Running Pipelines
Invoking a Pipeline
Thus far we have shown how to define stages and pipelines in MRO files. To invoke a pipeline, write an MRO file containing a pipeline call
statement with the desired input arguments. This call
statement is called an invocation. To invoke the example pipeline from above:
invoke.mro
@include "pipeline.mro"
call DUPLICATE_FINDER(
unsorted = "/home/duplicator_dave/unsorted.txt",
)
Typically, an invocation MRO file contains a single @include
statement that causes the pipeline definition to be included, and a single call
statement of that pipeline. It is generally discouraged to call
a pipeline in the same file in which it is defined, because then the pipeline definition cannot be easily reused for other invocations with different input arguments.
Running mrp
mrp
is the runtime executable that runs Martian pipelines. When a pipeline is run, the instantiation of it is called a pipestance, which is a portmanteau of “pipeline” and “instance”. The command-line interface for mrp
is:
$ mrp <invocation_mro> <pipestance_id>
To start a run, provide an invocation MRO file, plus a unique pipestance ID, comprising only numbers, letters, dashes, and underscores. This ID will be the name of the directory containing the pipestance, relative to the current working directory. When running a pipeline multiple times, choose a different pipestance ID for each run.
mrp
features a number of command-line options, which are documented in Advanced Features.
Once mrp
starts, you should see the following output:
$ mrp invoke.mro piperun1
Martian Runtime - 2.2.0
Running preflight checks (please wait)...
2018-01-02 14:23:52 [runtime] (ready) ID.piperun1.DUPLICATE_FINDER.SORT_ITEMS
2018-01-02 14:23:53 [runtime] (split_complete) ID.piperun1.DUPLICATE_FINDER.SORT_ITEMS
2018-01-02 14:23:53 [runtime] (run:local) ID.piperun1.DUPLICATE_FINDER.SORT_ITEMS.fork0.chnk0.main
At a high level, mrp
performs the following to run a pipeline:
- Parse and validate MRO file (e.g. invoke.mro)

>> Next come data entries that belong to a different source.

PR #464, opened 2019-09-17
Messages

annda:
The goal is to display field labels instead of field names in error messages and aggregation filters.

### DIFF
--- a/meta/AggregationTable.php
+++ b/meta/AggregationTable.php
@@ -176,7 +176,14 @@ class AggregationTable {
         $fltrs = array();
         foreach($filters as $column => $filter) {
             list($comp, $value) = $filter;
-            $fltrs[] = $column . ' ' . $comp . ' ' . $value;
+
+            // display the filters in a human readable format
+            foreach ($this->columns as $col) {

- Convert the MRO into a graph representation of the pipeline
- Create a directory for the pipestance named with the pipestance ID provided (e.g. piperun1)
- Begin evaluating dependencies and executing the stages of the pipeline
- Continuously monitor stages and advance through the pipeline graph when dependencies are satisfied
Completion and Failure
If the pipestance encounters no errors while running, mrp
exits with status 0 and writes a _complete
file in the top level of the pipestance directory.
If the pipestance encounters does an encounter an error, mrp
exits with status 1. The failed stage(s) will contain an _errors
file with information about the error.
For more details about how to examine an in-progress, completed, or failed pipestance, see Inspecting Pipelines.
Restarting
When a pipestance fails, it can be restarted by running mrp
with the same
arguments as before. mrp
will identify the failed stages, and reset them to
a clean state so that they can run again. Stages that have already completed
successfully will not be reset or re-run. mrp
attempts to verify that no
other instance of mrp
is currently running that pipestance, and that
other settings are compatible with the previous run. Normally retrying will
only re-run failed chunks. If the MRO_FULLSTAGERESET
environment variable
is non-empty, the entire failed stage will be reset.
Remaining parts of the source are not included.